(DATA TO PROCESS)
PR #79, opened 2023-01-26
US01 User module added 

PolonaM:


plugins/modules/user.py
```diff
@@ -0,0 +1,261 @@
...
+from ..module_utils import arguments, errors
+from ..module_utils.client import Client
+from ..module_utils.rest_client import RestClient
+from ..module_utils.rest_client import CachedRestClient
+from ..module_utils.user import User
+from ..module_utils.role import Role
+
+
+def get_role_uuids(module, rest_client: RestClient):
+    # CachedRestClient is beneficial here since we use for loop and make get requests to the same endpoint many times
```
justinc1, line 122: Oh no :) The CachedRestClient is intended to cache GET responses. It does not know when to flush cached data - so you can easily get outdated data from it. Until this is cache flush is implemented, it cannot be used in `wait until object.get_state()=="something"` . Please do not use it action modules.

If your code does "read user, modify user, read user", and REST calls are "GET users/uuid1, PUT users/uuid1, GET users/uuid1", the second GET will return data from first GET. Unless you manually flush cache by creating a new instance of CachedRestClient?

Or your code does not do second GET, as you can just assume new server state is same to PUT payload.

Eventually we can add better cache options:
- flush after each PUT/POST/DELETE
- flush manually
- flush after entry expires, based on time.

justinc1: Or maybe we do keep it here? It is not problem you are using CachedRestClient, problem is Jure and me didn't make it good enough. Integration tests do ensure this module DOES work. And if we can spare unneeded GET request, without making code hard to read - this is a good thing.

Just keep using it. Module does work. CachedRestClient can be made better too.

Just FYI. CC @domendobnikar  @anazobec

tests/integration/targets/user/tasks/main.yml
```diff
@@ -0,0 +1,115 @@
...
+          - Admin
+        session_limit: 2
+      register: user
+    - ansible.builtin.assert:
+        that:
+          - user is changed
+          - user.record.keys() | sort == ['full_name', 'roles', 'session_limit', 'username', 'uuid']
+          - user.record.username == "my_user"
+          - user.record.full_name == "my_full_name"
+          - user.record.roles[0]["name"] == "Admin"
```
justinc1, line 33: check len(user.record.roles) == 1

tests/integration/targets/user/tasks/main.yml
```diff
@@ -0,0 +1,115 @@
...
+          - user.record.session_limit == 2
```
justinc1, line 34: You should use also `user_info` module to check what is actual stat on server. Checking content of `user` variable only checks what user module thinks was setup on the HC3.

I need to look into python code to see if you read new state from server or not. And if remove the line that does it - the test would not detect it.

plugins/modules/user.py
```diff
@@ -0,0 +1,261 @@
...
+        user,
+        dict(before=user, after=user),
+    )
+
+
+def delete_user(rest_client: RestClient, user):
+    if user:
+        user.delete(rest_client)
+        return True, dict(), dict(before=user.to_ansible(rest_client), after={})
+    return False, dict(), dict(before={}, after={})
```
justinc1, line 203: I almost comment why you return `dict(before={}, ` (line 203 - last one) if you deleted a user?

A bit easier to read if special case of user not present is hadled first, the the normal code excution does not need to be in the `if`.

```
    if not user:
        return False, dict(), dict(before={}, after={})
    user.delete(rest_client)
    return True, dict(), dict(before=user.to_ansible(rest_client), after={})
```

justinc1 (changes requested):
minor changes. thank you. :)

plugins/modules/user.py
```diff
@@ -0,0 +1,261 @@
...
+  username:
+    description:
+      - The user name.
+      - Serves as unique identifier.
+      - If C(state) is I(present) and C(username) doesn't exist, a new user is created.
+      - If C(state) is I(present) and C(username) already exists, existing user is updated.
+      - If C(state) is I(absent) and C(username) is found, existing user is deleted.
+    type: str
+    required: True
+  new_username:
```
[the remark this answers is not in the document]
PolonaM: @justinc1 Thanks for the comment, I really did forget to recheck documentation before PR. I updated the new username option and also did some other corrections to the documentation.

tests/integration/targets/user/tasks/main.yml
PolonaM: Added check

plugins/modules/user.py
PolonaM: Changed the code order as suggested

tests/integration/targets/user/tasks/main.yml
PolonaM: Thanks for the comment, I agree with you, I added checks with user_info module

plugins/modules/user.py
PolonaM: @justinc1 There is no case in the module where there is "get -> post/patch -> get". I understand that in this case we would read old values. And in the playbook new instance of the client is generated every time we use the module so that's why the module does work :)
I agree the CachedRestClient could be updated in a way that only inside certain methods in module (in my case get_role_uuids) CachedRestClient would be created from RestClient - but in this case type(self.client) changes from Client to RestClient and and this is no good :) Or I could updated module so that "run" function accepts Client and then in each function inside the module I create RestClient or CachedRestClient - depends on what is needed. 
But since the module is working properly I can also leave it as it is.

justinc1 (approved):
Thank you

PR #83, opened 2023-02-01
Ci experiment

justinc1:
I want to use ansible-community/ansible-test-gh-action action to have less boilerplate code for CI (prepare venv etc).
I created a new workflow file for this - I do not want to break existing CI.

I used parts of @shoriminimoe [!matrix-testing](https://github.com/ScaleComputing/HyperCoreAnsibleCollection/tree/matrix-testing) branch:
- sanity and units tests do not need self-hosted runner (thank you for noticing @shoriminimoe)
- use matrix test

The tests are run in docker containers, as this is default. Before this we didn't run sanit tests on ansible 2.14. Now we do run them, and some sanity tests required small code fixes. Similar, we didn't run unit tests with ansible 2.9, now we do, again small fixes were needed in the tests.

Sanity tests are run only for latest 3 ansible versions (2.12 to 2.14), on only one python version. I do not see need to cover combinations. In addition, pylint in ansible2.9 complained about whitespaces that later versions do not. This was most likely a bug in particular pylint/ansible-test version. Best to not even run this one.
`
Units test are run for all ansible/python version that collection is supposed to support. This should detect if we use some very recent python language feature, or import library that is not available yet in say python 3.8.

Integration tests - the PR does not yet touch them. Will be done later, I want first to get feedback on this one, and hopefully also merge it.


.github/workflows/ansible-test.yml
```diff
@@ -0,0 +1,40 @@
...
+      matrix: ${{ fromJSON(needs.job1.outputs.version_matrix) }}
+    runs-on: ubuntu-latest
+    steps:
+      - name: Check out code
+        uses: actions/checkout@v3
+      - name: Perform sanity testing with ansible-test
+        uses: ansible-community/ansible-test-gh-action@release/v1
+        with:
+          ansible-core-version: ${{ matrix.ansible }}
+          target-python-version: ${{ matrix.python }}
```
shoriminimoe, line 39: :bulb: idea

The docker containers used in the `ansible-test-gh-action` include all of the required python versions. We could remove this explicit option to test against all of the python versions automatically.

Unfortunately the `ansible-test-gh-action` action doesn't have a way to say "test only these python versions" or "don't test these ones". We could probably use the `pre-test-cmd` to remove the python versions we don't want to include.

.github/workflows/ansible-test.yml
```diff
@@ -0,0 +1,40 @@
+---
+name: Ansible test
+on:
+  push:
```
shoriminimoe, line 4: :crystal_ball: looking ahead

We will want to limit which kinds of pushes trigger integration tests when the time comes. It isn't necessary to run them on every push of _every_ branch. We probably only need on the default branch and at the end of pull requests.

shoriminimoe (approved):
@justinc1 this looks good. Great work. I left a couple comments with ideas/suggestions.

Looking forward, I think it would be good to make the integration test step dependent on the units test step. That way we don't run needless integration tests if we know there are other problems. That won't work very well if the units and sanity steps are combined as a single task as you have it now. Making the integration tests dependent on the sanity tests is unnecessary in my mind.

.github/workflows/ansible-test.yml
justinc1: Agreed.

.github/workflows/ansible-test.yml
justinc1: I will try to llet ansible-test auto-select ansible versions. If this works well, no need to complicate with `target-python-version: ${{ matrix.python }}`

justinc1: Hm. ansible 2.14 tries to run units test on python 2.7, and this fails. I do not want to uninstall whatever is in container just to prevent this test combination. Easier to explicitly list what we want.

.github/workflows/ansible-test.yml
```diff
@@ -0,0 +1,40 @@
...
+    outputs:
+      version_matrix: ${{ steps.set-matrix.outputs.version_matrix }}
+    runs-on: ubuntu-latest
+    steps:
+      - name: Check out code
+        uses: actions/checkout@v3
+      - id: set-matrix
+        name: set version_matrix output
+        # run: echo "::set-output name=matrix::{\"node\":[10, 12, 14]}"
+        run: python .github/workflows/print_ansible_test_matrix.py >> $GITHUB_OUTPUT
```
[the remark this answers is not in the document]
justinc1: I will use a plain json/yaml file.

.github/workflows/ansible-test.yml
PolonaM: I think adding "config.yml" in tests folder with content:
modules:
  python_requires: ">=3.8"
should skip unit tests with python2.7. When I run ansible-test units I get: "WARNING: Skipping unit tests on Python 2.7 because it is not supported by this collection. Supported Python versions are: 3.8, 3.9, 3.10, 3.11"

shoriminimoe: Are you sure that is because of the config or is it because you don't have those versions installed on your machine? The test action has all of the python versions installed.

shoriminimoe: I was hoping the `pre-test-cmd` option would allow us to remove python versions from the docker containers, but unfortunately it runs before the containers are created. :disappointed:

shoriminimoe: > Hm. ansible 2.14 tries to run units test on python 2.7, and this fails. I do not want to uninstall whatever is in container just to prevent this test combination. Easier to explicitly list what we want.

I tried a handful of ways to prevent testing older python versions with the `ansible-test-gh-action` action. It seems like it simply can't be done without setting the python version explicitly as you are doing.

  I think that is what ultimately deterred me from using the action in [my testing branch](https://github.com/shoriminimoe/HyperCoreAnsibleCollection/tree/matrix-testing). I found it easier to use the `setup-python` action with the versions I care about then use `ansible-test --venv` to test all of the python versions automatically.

(EXERCISE DIRECTIONS) What is the number of lines in the data above that contain the word "using"? Report the figure only.

(SOLUTION) 3